This patch also fixes what I believe is a bug in the SO_BINDTODEVICE
implementation (the first syn-ack was not being routed based on the
bound-device of the listening socket, but was being routed as if it
came from loopback_dev)
I have tested ARP, UDP, and TCP/IP traffic, but please consider this
beta quality at best. Comments and suggestions are welcome! :)
To use this feature, code like this must be written in user space:
// Enable an interface to receive packets who's source was our
// local machine. By default, we will not do this.

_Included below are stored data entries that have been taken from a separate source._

PR #436, opened 2019-02-21
Remove simple from playlist

ofsound:
I added the labels back on this branch, fixed some formatting after simple form was removed (to fix the save playlist button).


innatewonderer:
No more `simple_`... life just got a bit more complicated :D

PR #440, opened 2019-02-26
Add an array fix spec

innatewonderer:
Is this not failing for anyone else?
I'm wondering if it's a Ruby version? I'm running 2.5.1...

### DIFF
--- a/app/controllers/test/files_controller.rb
+++ b/app/controllers/test/files_controller.rb
@@ -25,7 +25,7 @@ module Test
     end
 
     def path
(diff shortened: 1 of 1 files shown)


Manfred:
Yes, open ended Range literals (i.e. `number..`) are new in Ruby 2.6. I believe that's what Alonetone is running on in production right? I don't mind changing this btw.

sudara:
Yeah, production is on 2.6.x but feel free to press merge Jeyna if you need ruby 2.5.x. support.

innatewonderer:
I need it right now for maybe few more hours :D till I start running 2.6 locally :D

// query to see if we are set up for send-to-self
strcpy(ifr.ifr_name, dev_name);
ifr.ifr_addr.sa_family = AF_INET;
if (ioctl(fd, 0x89a1, &ifr) < 0) {
VLOG_ERR(VLOG << "ERROR: ioctl(0x89a1): " << strerror(errno)
<< " ifr.ifr_name -:" << ifr.ifr_name << ":-" << endl);
}
//result is stored in ifr.ifr_flags, 0 or 1
// Try to make send_to_self true
memset(&ifr, 0, sizeof(struct ifreq));
strcpy(ifr.ifr_name, dev_name);
ifr.ifr_addr.sa_family = AF_INET;
ifr.ifr_flags = 1;
if (ioctl(fd, 0x89a0, &ifr) < 0) {
VLOG_ERR(VLOG << "ERROR: ioctl(0x89a0): " << strerror(errno)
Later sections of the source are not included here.